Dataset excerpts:
⁂

PR #32569, opened 2022-09-07
Skip test which fails randomly on Python 2.7

scheibelp:
Skip test which fails randomly when using Python 2.7 to run Spack.

See: https://github.com/spack/spack/issues/32470
This copies the approach used in https://github.com/spack/spack/pull/32526.

@alalazo based on the wording of the skip message, should this actually apply to all tests using the `repo_with_changing_recipe` fixture?

### DIFF
--- a/lib/spack/spack/test/concretize.py
+++ b/lib/spack/spack/test/concretize.py
@@ -1529,8 +1529,8 @@ class TestConcretize(object):
 
     @pytest.mark.regression("29201")
     @pytest.mark.skipif(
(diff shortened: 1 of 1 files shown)


alalazo:
> should this actually apply to all tests using the repo_with_changing_recipe fixture?

Not sure, I wasn't able to pin why it fails with that combination of Python version + `pytest`. One possible fix is to change the package in memory with monkeypatch - I just need to find time to fix it.

alalazo (approved):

⁂

Repeat the data in its entirety, word for word.

**Result of this task**
PR #32569, opened 2022-09-07
Skip test which fails randomly on Python 2.7

scheibelp:
Skip test which fails randomly when using Python 2.7 to run Spack.

See: https://github.com/spack/spack/issues/32470
This copies the approach used in https://github.com/spack/spack/pull/32526.

@alalazo based on the wording of the skip message, should this actually apply to all tests using the `repo_with_changing_recipe` fixture?

### DIFF
--- a/lib/spack/spack/test/concretize.py
+++ b/lib/spack/spack/test/concretize.py
@@ -1529,8 +1529,8 @@ class TestConcretize(object):
 
     @pytest.mark.regression("29201")
     @pytest.mark.skipif(
(diff shortened: 1 of 1 files shown)


alalazo:
> should this actually apply to all tests using the repo_with_changing_recipe fixture?

Not sure, I wasn't able to pin why it fails with that combination of Python version + `pytest`. One possible fix is to change the package in memory with monkeypatch - I just need to find time to fix it.

alalazo (approved):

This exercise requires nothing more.